Didn't Al Gore get the Nobel Peace Prize for telling everybody about Global Warming?


----------



## ksalvagno (Jan 5, 2010)

Well, I just got done snow blowing PASTURE! I had to make a path to where we dump poop and then snow blow an area so I could dump the poop.  Then I had to snow blow a path from one pasture to the other pasture so our ATV with the plow could get through the next time. I'm actually not minding the cold as much as all this snow! I can bundle up in layers and stay warm. But I'm tired of several hours in my day being taken for snow removal! 

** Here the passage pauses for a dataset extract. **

PR #6499, opened 2023-02-15
feat(ui5-textarea): migrate to Typescript

ndeshev:
Related to: #4337


packages/main/src/TextArea.ts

We are WAY south of the Lake and we are getting LAKE EFFECT SNOW!


----------



## helmstead (Jan 5, 2010)

My hydrant for the goats has been frozen since Sunday, hydrants for the horses froze Mon night, exterior spiggots on the HOUSE froze last night...so I'm hauling water (from inside the house) in my VAN because DH is in Indiana with my TRUCK (and also, therefor, is not here to HELP ME).  ATV won't start, despite plugging it up to a battery charger for a boost, so I'm hauling wood in for the wood stove (to prevent interior house pipes in the basement from freezing) 1/4 mile UPHILL in a WHEELBARROW...becase aforementioned DH neglected to bring any up with the aforementioned TRUCK before he left....

Not that I'm complaining...oh, wait...yes!  I AM complaining!

Calgon, take me away!

It's supposed to get up to 38* tomorrow, maybe SOMETHING will thaw...


----------



## ksalvagno (Jan 5, 2010)

Ok, you win Kate. 

We have a heater wrapped around our hydrant in the barn so we have water outside. Our house is only heated with wood when we want to put a fire in the fireplace and we do have a cord of wood on our porch.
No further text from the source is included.